Ethics is not only a science of brokenness, a toplogy of lack or fractions or strata... but a science of molecular integration, in short, of community. A first-order ethics presents an algebra of multipilicity and faciality simultaneously. Observer and observed find themselves, surprisingly, to be in the exact same position-- that is, of having to encounter the other. This is the profound reason an ethical algebra is attainable. The question is not: when ought we to extend the abyssal crack which is at once the subject, the marks and punishments upon the subject, and the whole depth of the social field? The question is much closer to asking: when does militant action possibilize itself? It is as when Deleuze asks: “How do we stay on the surface without staying on the shore?” (157 ibid.) While we forever try to prevent the crack from forming, we cannot subject any evolving process to axioms: we must accept the radical breaks of evolution while maintaining vigorously the position of life. We must recognize that mending a break is much more complex than cleaning a stain. In fact, healing is not where our attention is usually focused; it is at the margins where cracks erupt, “in people ready to destroy themselves,” who would prefer death to the false health of a broken society.

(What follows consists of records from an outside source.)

PR #2411, opened 2025-03-19
feat(telemetry): add device ID logging COMPASS-8443

gagik:
To standardize identification across DevTools and Atlas CLI, this introduces a `native-machine-id` dependency which uses the same base system calls for determining the device Id as https://github.com/denisbrodbeck/machineid that is used for the device ID by the Atlas CLI.

Both libraries use hashing to protect the machine-specific information.

We could using `anonymousId` as `deviceId` as done in the Atlas CLI but the concerns are: a) this transition may break many existing user associations we have and b) if for whatever reason device ID cannot be determined on a given OS, we'd lose `anonymousId` altogether. Therefore this instead adds a new identity field for Segment.

We're using our own `native-machine-id` library for this as opposed to `node-machine-id` as:
- The node library isn't actively being maintained.
- Depends on spawning child processes that call OS-specific functions which can be troublesome.
- In case of nicher OS environments which may not provide the system calls it relies on, its behavior may be unpredictable.

**To Do:**
- [x] Verify the hashed device ID is the same as the Atlas Device ID.

### DIFF
--- a/packages/connectivity-tests/test/all.sh
+++ b/packages/connectivity-tests/test/all.sh
@@ -20,7 +20,7 @@ fi
 git clone https://github.com/mongodb-js/devtools-docker-test-envs.git test-envs
 cd test-envs
 
-git checkout ac8e6675fcd769f0bfc868c3ac73cdd8bcdcc792
+git checkout cbec3a65efe9def50638994ae6b36ffa3b4708ee
 
 "$CONNECTIVITY_TEST_SOURCE_DIR/ldap.sh"
 "$CONNECTIVITY_TEST_SOURCE_DIR/localhost.sh"


packages/logging/src/logging-and-telemetry.ts
```diff
@@ -52,10 +52,23 @@ import type {
...
 export function setupLoggingAndTelemetry(
   props: MongoshLoggingAndTelemetryArguments
 ): MongoshLoggingAndTelemetry {
+  if (!props.deviceId) {
+    try {
+      props.deviceId = machineIdSync();
+    } catch (error) {
+      props.bus.emit(
+        'mongosh:error',
+        new Error('Failed to get device ID'),
```
gagik, line 66: is it safe for us to pass the error to our telemetry? In Atlas CLI they do https://github.com/mongodb/mongodb-atlas-cli/blob/4c36ccfeecc95f208b7d276126c70cf16c5cde58/internal/telemetry/event.go#L156 but seems risky to me considering this potentially has traces with OS-level call output or whatnot.

packages/logging/src/logging-and-telemetry.ts
```diff
@@ -52,10 +52,23 @@ import type {
   MongoshLoggingAndTelemetryArguments,
   MongoshTrackingProperties,
 } from './types';
+import { machineIdSync } from 'node-machine-id';
 
 export function setupLoggingAndTelemetry(
   props: MongoshLoggingAndTelemetryArguments
 ): MongoshLoggingAndTelemetry {
+  if (!props.deviceId) {
```
gagik, line 60: Seemed more logical for me for the device Id determination to exist here rather than in the class itself as then its state is immutable

packages/logging/src/logging-and-telemetry.ts
```diff
@@ -52,10 +52,23 @@ import type {
...
+    try {
+      props.deviceId = machineIdSync();
```
addaleax, line 62: Let's do our very best to avoid synchronous I/O calls in the mongosh startup path, if we can at all? We already have a mechanism for deferring telemetry in place here, maybe we could use that with the async version of this function?

packages/logging/src/logging-and-telemetry.ts
addaleax: You mean, the original `error`? Yeah I'd include that at least for logging ... maybe we could make it the `cause` of this new error object, and then add logging for the cause in the `mongosh:error` listener (but not analytics)?

packages/logging/package.json
```diff
@@ -22,7 +22,8 @@
     "@mongosh/history": "2.4.6",
     "@mongosh/types": "3.6.0",
     "mongodb-log-writer": "^2.3.1",
-    "mongodb-redact": "^1.1.5"
+    "mongodb-redact": "^1.1.5",
+    "node-machine-id": "^1.1.12"
```
addaleax, line 26: This is an unmaintained package which always runs multiple child processes to get its result, I do wonder if there are better alternatives out there, even if it's just hashing `os.hostname()` and maybe the mac addresses reported in `os.networkInterfaces()`?

gagik: yeah I agree, I wasn't sure about the package though it is used by some pretty big projects and with no good alternatives. If we go in a different direction we'd likely want the Atlas CLI to adopt the same as well but considering the library talks about lack of reliability of Mac addresses etc., seem like it won't be that reliable.

I'm wondering if we could instead do a shared mongodb devtools like `~/.mongodb-tools` directory or something where we write a new UUID for anonymousId and let mongosh, Compass, and Atlas CLI read and use this if it exists already. Seems like hoping all tools can reliably com up with the same device identifier is more unreliable anyhow.

gagik: haha just realized the "big projects which use this" includes https://www.npmjs.com/package/realm?activeTab=dependencies though it seems like it's just used in an example project 😅

addaleax: > I'm wondering if we could instead do a shared mongodb devtools like `~/.mongodb-tools/config.yaml` directory or something where we write a new UUID for anonymousId and let mongosh, Compass, and Atlas CLI read and use this if it exists already.

If that is an option, we should definitely go with it. I had assumed we'd want a true "device" ID, not something that would be per-user, but in today's world the latter is probably at least as good as the former. (It also has the advantage of the user being able to control it, if necessary.)

> Seems like hoping all tools can reliably come up with the same device identifier is more unreliable anyhow.

Agreed 👍

.depalignrc.json
```diff
@@ -20,6 +20,10 @@
     "@typescript-eslint/parser": [
       "^5.59.0",
       "^4.33.0"
+    ],
+    "node-fetch": [
```
gagik, line 24: I think `depalign` was silently failing for a while; I ended up fixing it but the actual issue was the lack of sinon devdependency with `depcheck`

gagik:
@addaleax I ended up sticking with device ID for reasons I mentioned in **Alternative Considerations** in the PR description, mainly easier adaptability from existing Atlas CLI data. 

I also re-organized the logic so now we have 2 parallel buffers for bus events in general as well as telemetry events in particular until the device ID is resolved. Let me know if you have any thoughts about either of that.

packages/logging/src/logging-and-telemetry.ts
```diff
@@ -82,30 +103,72 @@ class LoggingAndTelemetry implements MongoshLoggingAndTelemetry {
...
+
+    this.resolveDeviceId('unknown');
+  }
+
+  private async setupTelemetry(): Promise<void> {
+    if (!this.deviceId) {
+      try {
+        this.deviceId ??= await Promise.race([
+          getDeviceId(),
+          new Promise<string>((resolve) => {
```
gagik, line 161: This may not be necessary I am just not sure if there's an issue with leaving the `getDeviceId()` "running" while we're flushing the events; does this get killed? Don't want to end up delaying the shell exit because of this.

packages/cli-repl/src/cli-repl.ts
```diff
@@ -1206,11 +1207,14 @@ export class CliRepl implements MongoshIOProvider {
    * @param code The user-provided exit code, if any.
    */
   async exit(code?: number): Promise<never> {
+    this.loggingAndTelemetry?.flush();
```
gagik, line 1210: I think we should be doing this generally in any case to make sure all telemetry (including the error afterwards?) get reported even before this change

packages/logging/src/logging-and-telemetry.ts
```diff
@@ -82,30 +103,72 @@ class LoggingAndTelemetry implements MongoshLoggingAndTelemetry {
...
+            this.resolveDeviceId = resolve;
+          }),
+        ]);
+      } catch (error) {
+        this.bus.emit('mongosh:error', error as Error, 'telemetry');
```
gagik, line 166: do we want to actually log this error? Seems like something we'd like to track ourselves but not necessarily show to users as it's not going to affect anything other than telemetry

addaleax (commented):
So ... I don't want to slow down work that I know we want to just get done¹, but I do still feel pretty uneasy about using node-machine-id, the fact that we're spawning multiple extra child processes on each startup of mongosh just feels fairly wrong, from a performance¹ and security perspective, even if we don't see an immediate critical issue with it.

Can we try to align even more closely with the Atlas CLI and use the same approach, which is to essentially perform the lookups in native/compiled code? I know that that comes with a bit of overhead, but it's far from infeasible (we've done that for other smaller things as well, like https://github.com/mongodb-js/glibc-version) and I'm happy to help with getting that off the ground.

¹ Telemetry is still turned off for mongosh, so it's probably not _super_ time-sensitive?
² Startup performance has been a big pain point in the past for us and even though the perf tests in CI seem okay here, this change feels a bit like we'd be pushing it 😞

packages/logging/src/logging-and-telemetry.ts
gagik: ah yeah right, I was under the false impression that logging in this case would also be `stdout`-ing the output, nevermind then, agreed

gagik:
@addaleax Sounds good, I can look into ways we could put this into the larger plan and see what we could come up with. Sorry, might have been meaningful to have more discussion about this earlier, I just figured after talking with Atlas CLI folk that we'd likely end up in some form of machine ID-powered setup anyways unless we'd like to push them to adopt the alternative instead. And potential of having to deal with directory permissions or whatnot seemed like a good enough argument against the shared directory idea.

But yeah about `node-machine-id` and performance concerns, that makes a lot of sense. The native lookup does sound worthwhile and hopefully not much effort from our end (honestly surprised this is something that doesn't exist already). I'll follow-up about that and regarding expected timeline.

addaleax:
> But yeah about `node-machine-id` and performance concerns, that makes a lot of sense. The native lookup does sound worthwhile and hopefully not much effort from our end (honestly surprised this is something that doesn't exist already). I'll follow-up about that and regarding expected timeline.

Yeah, I'm also happy to support this in any way I can, overall I'd expect it to be somewhat straightforward to put together

packages/logging/src/logging-and-telemetry.ts
lerouxb: I think it makes sense. Like you said probably not strictly necessary, but nice to have. Personally I'd leave a comment in this code with this reasoning for our future selves, but consider that a nit.

packages/logging/src/logging-and-telemetry.ts
```diff
@@ -284,10 +395,8 @@ class LoggingAndTelemetry implements MongoshLoggingAndTelemetry {
         }
         this.busEventState.telemetryAnonymousId =
           newTelemetryUserIdentity.anonymousId;
-        this.analytics.identify({
-          anonymousId: newTelemetryUserIdentity.anonymousId,
-          traits: getUserTraits(),
-        });
+
+        void identify();
```
lerouxb, line 399: Total nit, but there's no promise you're not awaiting, so the `void` pattern is probably not necessary?

packages/logging/package.json
```diff
@@ -22,15 +22,17 @@
     "@mongosh/history": "2.4.6",
     "@mongosh/types": "3.6.0",
     "mongodb-log-writer": "^2.3.1",
-    "mongodb-redact": "^1.1.5"
+    "mongodb-redact": "^1.1.5",
+    "native-machine-id": "^0.1.1"
```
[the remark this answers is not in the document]
gagik: this is actually our native addon, I ended up using a more generic name to make it feel less internal in case others want to adopt it. This seems to have caused more confusion that needed generally so I'll probaby stick to `@mongodb-js` for the future.

packages/build/src/compile/signable-compiler.ts
```diff
@@ -132,6 +132,10 @@ export class SignableCompiler {
       path: await findModulePath('cli-repl', 'glibc-version'),
       requireRegexp: /\bglibc_version\.node$/,
     };
+    const nativeMachineIdAddon = {
+      path: await findModulePath('logging', 'native-machine-id'),
+      requireRegexp: /\bnative_machine_id\.node$/,
+    };
```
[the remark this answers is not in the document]
gagik: the compilation of the artifacts were failing before so it does work on that front but I'll also add a test to make sure some value is resolved 👍

packages/logging/src/logging-and-telemetry.ts
```diff
@@ -52,6 +53,40 @@ import type {
   MongoshLoggingAndTelemetryArguments,
   MongoshTrackingProperties,
 } from './types';
+import { createHmac } from 'crypto';
+
+/**
+ * @returns A hashed, unique identifier for the running device or `"unknown"` if not known.
+ */
+export async function getDeviceId({
```
gagik, line 61: This could go inside the class but seems clearer to make it independent of it and avoid tying it to it to potentially even expose it on its own if we have some need for that in the future

addaleax (approved):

Even more: without these cracks thought could not occur. “The eternal truth of the event is grasped only if the event is inscribed in the flesh.” (160 ibid)

So what is this double-abyss whereby we become but only through struggle, this “painful actualization”? But already more important is how to reverse it, how to counter-actualize it -- which means remaining at a distance. “It is to give to the crack the chance of flying over it’s own incorporeal surface area, without stopping, at the bursting within each body; it is, finally, to give us the chance to go farther than we would’ve believed possible to the extent that the pure event is each time imprisoned forever in its actualization, counter-actualization liberates it, always for other times.” When Dionysus speaks, he speaks from the undifferentiated ground of future generations. Alienation can be turned into revolutionary exploration. There is no nothing, no abyss, no undifferentiated ground: it is not a choice between full organization or chaos. Rather, there is a chaosmos: the abyss is swarming with difference. The ‘night where all cows are black’ is doubly a lie: if the bovine are not phosphorecscent, this is no fault of Being. We must trace the ‘other’ structure in order to go beyond phenomenology; but first, we must trace the ‘sense-structure,’ or power itself. We must trace a path beyond a grammar, beyond a pure logic of sense, to an ontology of nonsense. Language is an agrammatical, nonsyntactical, impersonal, pre-individual abstract machine. But language acts on bodies: it is only the affects and mixtures of bodies, the conjuration and coordination of surfaces, a splicing and fragmenting of structure and form. Language is thus always both at once, and sense is re-absorbed continually into the gaping depths... Self-destruction cannot always be counter-actualized: the only way nature operates is against itself. Anything is possible: not only that the contradictions are real, but that the real contradicitons are not merely for a laugh!